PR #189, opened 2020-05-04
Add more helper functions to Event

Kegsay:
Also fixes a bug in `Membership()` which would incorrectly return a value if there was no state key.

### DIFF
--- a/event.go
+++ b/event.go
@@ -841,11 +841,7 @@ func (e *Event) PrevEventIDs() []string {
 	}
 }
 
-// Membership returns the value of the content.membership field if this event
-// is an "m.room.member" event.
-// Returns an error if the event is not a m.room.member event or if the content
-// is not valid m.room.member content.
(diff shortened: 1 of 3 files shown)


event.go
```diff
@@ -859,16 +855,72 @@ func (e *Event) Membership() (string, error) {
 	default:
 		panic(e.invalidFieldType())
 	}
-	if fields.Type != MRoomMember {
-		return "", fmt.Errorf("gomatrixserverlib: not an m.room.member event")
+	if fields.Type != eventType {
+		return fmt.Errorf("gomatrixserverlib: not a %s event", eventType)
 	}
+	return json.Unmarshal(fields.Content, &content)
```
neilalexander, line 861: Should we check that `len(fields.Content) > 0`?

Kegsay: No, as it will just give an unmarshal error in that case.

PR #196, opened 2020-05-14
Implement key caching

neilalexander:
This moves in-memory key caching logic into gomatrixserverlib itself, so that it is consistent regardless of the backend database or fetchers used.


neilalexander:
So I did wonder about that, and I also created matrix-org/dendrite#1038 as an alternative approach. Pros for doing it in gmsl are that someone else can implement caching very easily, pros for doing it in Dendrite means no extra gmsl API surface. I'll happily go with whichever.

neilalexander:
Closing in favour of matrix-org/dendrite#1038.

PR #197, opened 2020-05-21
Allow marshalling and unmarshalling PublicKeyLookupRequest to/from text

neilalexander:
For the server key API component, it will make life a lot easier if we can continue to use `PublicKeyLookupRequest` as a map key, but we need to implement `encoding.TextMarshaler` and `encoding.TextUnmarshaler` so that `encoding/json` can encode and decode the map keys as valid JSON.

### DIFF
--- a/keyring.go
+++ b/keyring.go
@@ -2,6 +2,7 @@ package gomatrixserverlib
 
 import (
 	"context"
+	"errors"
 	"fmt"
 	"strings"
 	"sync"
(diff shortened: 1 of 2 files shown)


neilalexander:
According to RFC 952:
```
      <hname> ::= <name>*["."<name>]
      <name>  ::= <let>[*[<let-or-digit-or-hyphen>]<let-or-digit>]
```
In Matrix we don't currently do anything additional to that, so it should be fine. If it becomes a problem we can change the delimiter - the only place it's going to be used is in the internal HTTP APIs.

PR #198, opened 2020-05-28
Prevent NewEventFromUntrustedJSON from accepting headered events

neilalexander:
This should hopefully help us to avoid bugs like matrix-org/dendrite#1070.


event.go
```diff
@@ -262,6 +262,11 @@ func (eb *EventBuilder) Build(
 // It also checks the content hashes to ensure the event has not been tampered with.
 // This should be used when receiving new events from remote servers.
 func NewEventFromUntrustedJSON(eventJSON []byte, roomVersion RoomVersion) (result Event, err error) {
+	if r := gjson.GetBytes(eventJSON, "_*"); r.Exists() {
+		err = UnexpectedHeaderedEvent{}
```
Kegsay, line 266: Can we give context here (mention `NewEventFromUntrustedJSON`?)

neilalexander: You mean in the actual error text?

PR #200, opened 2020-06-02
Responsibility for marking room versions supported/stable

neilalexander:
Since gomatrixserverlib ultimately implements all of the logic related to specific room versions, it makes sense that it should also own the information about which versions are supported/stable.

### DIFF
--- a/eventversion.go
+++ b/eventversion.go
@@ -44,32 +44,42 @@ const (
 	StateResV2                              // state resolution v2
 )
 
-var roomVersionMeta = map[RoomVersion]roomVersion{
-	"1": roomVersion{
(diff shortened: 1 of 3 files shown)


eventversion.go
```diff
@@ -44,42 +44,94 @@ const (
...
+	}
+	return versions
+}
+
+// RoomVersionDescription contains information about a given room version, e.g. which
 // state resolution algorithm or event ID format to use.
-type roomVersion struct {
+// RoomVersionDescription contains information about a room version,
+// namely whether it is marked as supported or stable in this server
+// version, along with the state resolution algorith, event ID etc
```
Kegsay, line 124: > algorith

==

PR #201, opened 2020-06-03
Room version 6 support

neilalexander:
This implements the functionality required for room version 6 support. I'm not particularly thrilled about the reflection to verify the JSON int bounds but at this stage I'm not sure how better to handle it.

TASK GOAL →
Check the listing above for "eventversion". Show every line where it turns up.

ANSWER FOR THE TASK →
--- a/eventversion.go
+++ b/eventversion.go
eventversion.go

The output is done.